- Pitcher
- Born: September 5, 1922 Muse, Pennsylvania, U.S.
- Died: December 18, 2010 (aged 88) Pittsburgh, Pennsylvania, U.S.
- Batted: RightThrew: Right

Teams
- Muskegon Lassies (1948); Springfield Sallies (1949–1950);

= Ann Cindric =

Ann Cindrić [tsindrich] (September 5, 1922 – December 18, 2010) was a pitcher who played from through in the All-American Girls Professional Baseball League (AAGPBL). Listed at 5' 6", 135 lb., Cindrić batted and threw right-handed. She was nicknamed ″Cindy″ by her teammates.

Born in Muse, Pennsylvania, Cindrić was one of five children in the family of John and Catherine (Yuric) Cindrić, of Croatian heritage.

Cindrić entered the AAGPBL with the Muskegon Lassies in 1948, appearing for them in just three games before her season was cut short by a chipped bone in one of her fingers. She did appear in a game when the team moved to Springfield, Illinois in 1949 and was renamed the Springfield Sallies.

Cindrić returned with the Sallies in 1950, when they joined the Chicago Colleens as touring player development teams. In her final season, she posted a 3–2 record and a .231 batting average for Springfield before another finger injury ended her baseball career.

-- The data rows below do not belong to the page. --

PR #4145, opened 2022-05-25
Web UI: Jump only to the previous wizard steps

poncovka:
Fix the logic for jumping between wizard screens:

* Users have to always use the Next button to move on the next step.
* Users can jump at any point to any of the previous steps.
* It means that users can never jump forward. They have to use the button.

### DIFF
--- a/ui/webui/src/components/AnacondaWizard.jsx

Following her baseball career, Cindrić worked at Lafayette Manor Inc., Uniontown, while playing softball in Pennsylvania, Ohio and West Virginia. Cindrić later spent five years in the Dominican missionary convent and worked as a Dominican Missionary Sister in a nursing home office until her retirement.

Besides sports, Cindrić enjoyed playing the button box accordion and guitar in her leisure time, playing the button box with the International Button Box Club.

Since 1988, Cindrić is part of Women in Baseball, a permanent display based at the Baseball Hall of Fame and Museum in Cooperstown, New York, which was unveiled to honor the entire All-American Girls Professional Baseball League rather than individual baseball personalities.

Ann Cindrić died in Pittsburgh, Pennsylvania at the age of 88.